* **Input data**:
-*-

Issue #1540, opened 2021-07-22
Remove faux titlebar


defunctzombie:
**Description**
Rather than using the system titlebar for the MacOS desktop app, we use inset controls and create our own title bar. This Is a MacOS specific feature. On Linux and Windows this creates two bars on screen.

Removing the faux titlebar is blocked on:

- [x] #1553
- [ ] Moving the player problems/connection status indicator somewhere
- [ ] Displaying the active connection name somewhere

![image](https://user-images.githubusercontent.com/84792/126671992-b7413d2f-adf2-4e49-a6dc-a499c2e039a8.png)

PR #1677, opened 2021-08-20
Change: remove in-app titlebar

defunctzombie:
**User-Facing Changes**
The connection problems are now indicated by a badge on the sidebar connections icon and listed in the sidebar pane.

-*-

* **Task goal**:
What is needed is an exact copy of the entries above, from the first line through the line holding "- [ ] Displaying", with both of those lines kept; please give nothing else.

* **Written answer**:
Issue #1540, opened 2021-07-22
Remove faux titlebar


defunctzombie:
**Description**
Rather than using the system titlebar for the MacOS desktop app, we use inset controls and create our own title bar. This Is a MacOS specific feature. On Linux and Windows this creates two bars on screen.

Removing the faux titlebar is blocked on:

- [x] #1553
- [ ] Moving the player problems/connection status indicator somewhere
- [ ] Displaying the active connection name somewhere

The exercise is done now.